Establishment of a new replicon generated from an integrational plasmid and a cryptic pUB110 origin-like region in Bacillus subtilis.

A Bacillus subtilis integrational plasmid pVG4 (7.3 kb) was constructed. It was composed of a part of pBR322 (Ap, OriC), a part of pUB110 (Nm), and a part of the spoOA gene. The origin region of pUB110 had been deleted over 1.4 kb. Surprisingly, the replicative plasmids (8 kb) were generated by transformation of B. subtilis BG83 with pVG4 on selection with Nm. Analysis of the total DNA indicated the presence of repeated DNA and that pVG4 did not appear to integrate at the spoOA locus. The new replicon termed pYV exhibited a quite different restriction pattern from pVG4 due to dramatic DNA rearrangements. Although some components initially present in pVG4 were either present in pYV (Ap, oriC, and Nm) or lost (spoOA), other ones were newly gained such as a chromosomal fragment and a pUB110-type origin-like region. The latter was identified by restriction sites mapping and limited sequence analyses.
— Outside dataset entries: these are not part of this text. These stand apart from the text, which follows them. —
PR #2787, opened 2024-03-04
Add `touchAction` prop.

m-bert:
## Description

This PR adds new prop to gesture handlers - `touchAction`. 

While working on [fix scroll interactions PR](https://github.com/software-mansion/react-native-gesture-handler/pull/2631) we've found it difficult to remove `touch-action: none;` and ensure correct behavior of handlers with scroll, especially with swipeable components. What made it even harder were differences between platforms. 

We decided to kill two birds with one stone - give our users possibility to manipulate `touchAction`, which will also make it easier for us to properly handle scroll.

## Test plan

Tested on example app.

### DIFF
--- a/src/handlers/gestures/GestureDetector.tsx
+++ b/src/handlers/gestures/GestureDetector.tsx
@@ -19,6 +19,7 @@ import {
   HandlerStateChangeEvent,
   scheduleFlushOperations,
   UserSelect,
+  TouchAction,
 } from '../gestureHandlerCommon';
 import {
   GestureStateManager,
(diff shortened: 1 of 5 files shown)


src/web/tools/GestureHandlerWebDelegate.ts
```diff
@@ -48,6 +44,10 @@ export class GestureHandlerWebDelegate
       this.view.style['userSelect'] = config.userSelect;
     }
 
+    this.view.style['touchAction'] = config.touchAction ?? 'none';
+    //@ts-ignore This one disables default events on Safari
+    this.view.style['WebkitTouchCallout'] = 'none';
```
m-bert, line 49: Quote from [docs](https://developer.mozilla.org/en-US/docs/Web/CSS/-webkit-touch-callout):

>When a target is touched and held on iOS, Safari displays a callout information about the link. This property allows disabling that behavior.

So I think we can keep it as `none`.

src/handlers/gestures/GestureDetector.tsx
```diff
@@ -644,6 +655,10 @@ export const GestureDetector = (props: GestureDetectorProps) => {
     applyEnableContextMenuProp(props.enableContextMenu, gestureConfig);
   }
 
+  if (props.touchAction !== undefined) {
+    applyTouchActionProp(props.touchAction, gestureConfig);
+  }
```
j-piasecki, line 660: We may want to figure out a better approach to do this, that's outside of the scope of this PR though 😄

j-piasecki (approved):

By PCR amplification, the origin region of pYV was shown to be present as a cryptic sequence in the chromosome of strain BG83. The chromosomal fragment integrated into pYV was at least 0.25 kb long and located in a 19-kb SfiI fragment mapping at 106 degrees. We propose that the establishment of the new replicon pYV is the result of a genetic recombination between the pUB110 part present in the integrational plasmid pVG4 and the cryptic origin region of pUB110 harbored in the chromosome of the recipient strain BG83 in relation with a particular role of neomycin selection.